• **Your goal**
Count how many lines of the data include "ohdearaugustin". The answer is that number and nothing else.

++++++++++++++++++++

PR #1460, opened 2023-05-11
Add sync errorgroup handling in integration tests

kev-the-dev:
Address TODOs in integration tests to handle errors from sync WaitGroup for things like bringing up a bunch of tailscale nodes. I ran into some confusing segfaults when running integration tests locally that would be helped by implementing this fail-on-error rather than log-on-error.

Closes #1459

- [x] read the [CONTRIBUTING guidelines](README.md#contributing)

++++++++++++++++++++

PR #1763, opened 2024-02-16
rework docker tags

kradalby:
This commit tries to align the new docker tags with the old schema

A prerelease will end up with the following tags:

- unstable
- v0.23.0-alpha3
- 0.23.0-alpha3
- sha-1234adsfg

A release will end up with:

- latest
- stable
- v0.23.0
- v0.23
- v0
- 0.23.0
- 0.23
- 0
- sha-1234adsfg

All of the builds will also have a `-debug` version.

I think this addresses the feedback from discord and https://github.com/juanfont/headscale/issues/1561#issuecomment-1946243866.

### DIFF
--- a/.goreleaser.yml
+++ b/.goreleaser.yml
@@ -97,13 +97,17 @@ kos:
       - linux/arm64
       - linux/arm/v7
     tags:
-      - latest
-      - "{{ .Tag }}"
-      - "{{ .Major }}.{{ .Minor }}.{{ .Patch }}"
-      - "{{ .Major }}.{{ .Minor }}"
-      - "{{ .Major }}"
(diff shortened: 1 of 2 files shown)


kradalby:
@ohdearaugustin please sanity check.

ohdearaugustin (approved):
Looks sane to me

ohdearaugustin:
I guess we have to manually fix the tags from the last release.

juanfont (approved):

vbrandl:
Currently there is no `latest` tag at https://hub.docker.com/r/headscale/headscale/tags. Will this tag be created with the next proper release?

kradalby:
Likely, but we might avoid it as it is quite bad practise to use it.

++++++++++++++++++++

• **Answer box**
3